A part of you wants to listen and help. The other part of you wants to run and get away from that person when they show up. They have no idea that you are feeling the way you are. They don’t know that you desperately wish they would stop complaining.
What they are doing is dumping their garbage on us. Nobody wants garbage dumped on them. That’s exactly what people like that are doing. If they realized that is how we saw them they would possibly quit doing it. Often they think we want to hear these things as if somehow or another we get some positive blessing for listening to the problems that others have.
Yes, we may have volunteered to have a listening ear in order to try and help them analyze the problem. Maybe we thought we could possibly come up with a solution to it. Often the conversation goes from a quality conversation concerning the struggles of someone but switches to a bashing party. This is when there is a real problem with the situation.
Somewhere in the mix the person with the problem thinks that if they tell us enough garbage about someone we will blame that other person instead of them. What happens is they want to tell us more and more bad about the other person.
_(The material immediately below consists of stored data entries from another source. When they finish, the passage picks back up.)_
PR #421, opened 2024-07-03
🔧 fix lg breakpoint for center-grid

stevejpurves:
fixes a issue with the grid and makes spacing better 🤩 

image

### DIFF
--- a/styles/grid-system.css
+++ b/styles/grid-system.css
@@ -29,7 +29,7 @@
   }
   .col-margin-right,
   .col-margin {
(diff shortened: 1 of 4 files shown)


styles/grid-system.css
```diff
@@ -29,7 +29,7 @@
   }
   .col-margin-right,
   .col-margin {
-    @apply col-body lg:col-margin-right-lg;
+    @apply col-body xl:col-margin-right-lg;
```
stevejpurves, line 32: this is great fo center-grid but breaks everything else!

PR #431, opened 2024-07-20
:mage: Render new nodetypes for Sphinx autodoc

agoose77:
This PR adds some basic styling for mdast nodes emitted by https://github.com/executablebooks/sphinx-ext-mystmd

### DIFF
--- a/packages/myst-to-react/src/autodoc.tsx
+++ b/packages/myst-to-react/src/autodoc.tsx
@@ -85,12 +85,7 @@ const AUTODOC_RENDERERS = {
   },
   descSignature({ node }: { node: HasChildren }) {
     return (
-      <dt
-        style={{
-          fontWeight: 'lighter',
-          fontFamily: "Menlo, Consolas, 'DejaVu Sans Mono', monospace",
-        }}
-      >
+      <dt className="font-mono font-light">
         <MyST ast={node.children} />
       </dt>
     );
--- a/packages/myst-to-react/src/autodoc.tsx
+++ b/packages/myst-to-react/src/autodoc.tsx
@@ -47,12 +47,7 @@ const AUTODOC_RENDERERS = {
   descName({ node }: { node: HasTextChildren }) {
     const [child] = node.children;
     return (
-      <span
-        style={{
-          fontWeight: 'bold',
-          whiteSpace: 'pre',
-        }}
-      >
+      <span className="whitespace-pre font-bold">
         {child.value}
       </span>
     ); //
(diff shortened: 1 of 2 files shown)


packages/myst-to-react/src/autodoc.tsx
```diff
@@ -0,0 +1,134 @@
...
+};
+
+const preParentRenderer = ({ node }: { node: HasTextChildren }) => {
+  const [child] = node.children;
+  return (
+    <span
+      style={{
+        whiteSpace: 'pre',
+      }}
+    >
```
rowanc1, line 22:
```suggestion
    <span className="whitespace-pre">
```

packages/myst-to-react/src/autodoc.tsx
```diff
@@ -0,0 +1,134 @@
...
+  },
+  descName({ node }: { node: HasTextChildren }) {
+    const [child] = node.children;
+    return (
+      <span
+        style={{
+          fontWeight: 'bold',
+          whiteSpace: 'pre',
+        }}
+      >
```
rowanc1, line 55:
```suggestion
      <span className="whitespace-pre font-bold">
```

packages/myst-to-react/src/autodoc.tsx
```diff
@@ -0,0 +1,134 @@
...
+    );
+  },
+  descSignature({ node }: { node: HasChildren }) {
+    return (
+      <dt
+        style={{
+          fontWeight: 'lighter',
+          fontFamily: "Menlo, Consolas, 'DejaVu Sans Mono', monospace",
+        }}
+      >
```
rowanc1, line 102:
```suggestion
      <dt className="font-mono font-light">
```

packages/myst-to-react/src/autodoc.tsx
```diff
@@ -0,0 +1,134 @@
...
+        <MyST ast={node.children} />
+      </dd>
+    );
+  },
+  descAnnotation: renderChildren,
+  descParameter: renderChildren,
+  descReturns({ node }: { node: HasChildren }) {
+    return (
+      <>
+        <span>&#x2192; </span>
```
rowanc1, line 119: As this is decoration, probably better in css? You can do this in a `:before` node and set the content to an arrow.

rowanc1 (changes requested):
As these are specific for sphinx, are not used in scientific , and the AST might change. I think these should be their own package. Ideally we have them as an export out of `myst-ext-autodoc/react`?

Doing that makes it a bit harder to do the auto reload, but I think it is maybe worth it?

If we did that, then I still think these should come in by default in the themes we have, but other themes can make different choices.

rowanc1:
In conversation today: we should see how far we can get on doing a pre-transform on the AST to use `kind` to differentiate, e.g., a field list, on a `definitionList`.

agoose77:
Closed in favour of #443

They try to make the other person look as bad as possible so we won’t blame them for whatever is going on in the situation at hand.
Even though their intent was not to dump their garbage on us that’s eventually what happens. This is a normal decaying process that takes place when we try to make ourselves look good and make sure everyone blames the other person instead of us.
The interesting thing is most people would not dump real garbage on anyone let alone their friends and coworkers. What are you doing with your garbage? Are you dumping it on others or are you sending it to the garbage dump where it belongs, never to be seen again.